PR #1124, opened 2019-11-21
Improve OS and arch compatibility

oxplot:
Buildkite agent should be buildable across all platforms that Go supports, but it has some platforms specific code scattered around, both in its own code base and some in deps, that get in the way.

This PR disables PTY and machine fingerprinting functionality on platforms that are not supported by the relevant modules, as these are not crucial to the operation of the agent (as evident by the error checking around where they're used).


vendor/github.com/denisbrodbeck/machineid/id_unsupported.go
```diff
@@ -0,0 +1,12 @@
+// +build !freebsd,!netbsd,!openbsd,!dragonfly,!windows,!linux,!darwin
```
pda: I don't think we can directly patch vendor code without it leading to problems later. There's a bit about our module/vendoring here: https://github.com/buildkite/agent#dependency-management

A pull request to https://github.com/denisbrodbeck/machineid might be a better option.

process/pty.go
```diff
@@ -1,4 +1,4 @@
-// +build !windows
+// +build linux,netbsd,freebsd,dragonfly darwin,386 darwin,amd64 openbsd,386 openbsd,amd64
```
pda: Do you have any links/reference/anecdotes explaining why this is the right list of architectures? Same question for `process/pty_unsupported.go`. It would probably be helpful for future generations to understand, and give people confidence to change it if/when required.

vendor/github.com/denisbrodbeck/machineid/id_unsupported.go
oxplot: Ye, I thought about that first but seeing the how stale the upstream is, I took a shot to have it patched here. I will submit this patch to upstream as well.

process/pty.go
oxplot: Thanks, I added some comments.

vendor/github.com/denisbrodbeck/machineid/id_unsupported.go
oxplot: Actually, came to think of it — the right approach is probably to abstract away the machineid lib and use build tags in this project.

PR #1128, opened 2019-11-26
Detect ansi clear lines and add ansi timestamps

lox:
Currently the ANSI timestamps don't show up certain output (like docker) that uses creative ANSI control characters for cursor movements.

This detects things like `\x1b[K` which clears the current line and includes the ANSI timestamp technology.

### DIFF
--- a/process/prefixer.go
+++ b/process/prefixer.go
@@ -3,6 +3,8 @@ package process
 import (
 	"bytes"
 	"io"
+	"log"
+	"unicode/utf8"
 )
 
 type Prefixer struct {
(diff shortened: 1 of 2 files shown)


keithpitt:
<3<3<3

keithpitt:
For further context, currently Buildkite can't show line timestamps like here:

image

This change will allow us to show timestamps on each of those lines.

process/prefixer.go
```diff
@@ -32,19 +34,40 @@ func (p *Prefixer) Write(data []byte) (n int, err error) {
 	offset := 0
 	out := make([]byte, 0, len(data))
 
-	// loop through newlines
-	for offset < len(data) {
-		next := bytes.IndexRune(data[offset:], '\n')
+	// loop through line breaks and add prefix
+	for l := len(data); offset < l; {
+		// find either a newline or an escape char
+		next := bytes.IndexAny(data[offset:], "\n\x1b")
```
pda: It would be nice to standardise on hex `\x1b` or octal `\033` for escape chars in the codebase/docs/etc.
Currently there’s a bit of both in our codebase. Octal is a ridiculous radix. So this `\x1b` is good. Basically ignore this comment.

process/prefixer.go
```diff
@@ -32,19 +34,40 @@ func (p *Prefixer) Write(data []byte) (n int, err error) {
 	offset := 0
 	out := make([]byte, 0, len(data))
 
-	// loop through newlines
-	for offset < len(data) {
-		next := bytes.IndexRune(data[offset:], '\n')
+	// loop through line breaks and add prefix
+	for l := len(data); offset < l; {
```
pda: Would a [`bufio.Scanner`](https://golang.org/pkg/bufio/#Scanner) be appropriate here, with a custom split function detecting new line or escape?

lox:
It needs some more testing, I suspect there are some more escape codes that we need to handle. There are some edge cases that I don't handle too.

process/prefixer.go
lox: > Programs that need more control over error handling or large tokens, or must run sequential scans on a reader, should use bufio.Reader instead.

lox: bufio.Scanner fails on long lines, it's a pain.

keithpitt:
Can we merge and see how it goes?

lox:
I’ll test it now.

keithpitt:
I fixed the last remaining bug in the UI for this, so I'm keen to get this merged in.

Work instructions = List the lines of the records where "both" occurs.

Solution to the problem =
Buildkite agent should be buildable across all platforms that Go supports, but it has some platforms specific code scattered around, both in its own code base and some in deps, that get in the way.
Currently there’s a bit of both in our codebase. Octal is a ridiculous radix. So this `\x1b` is good. Basically ignore this comment.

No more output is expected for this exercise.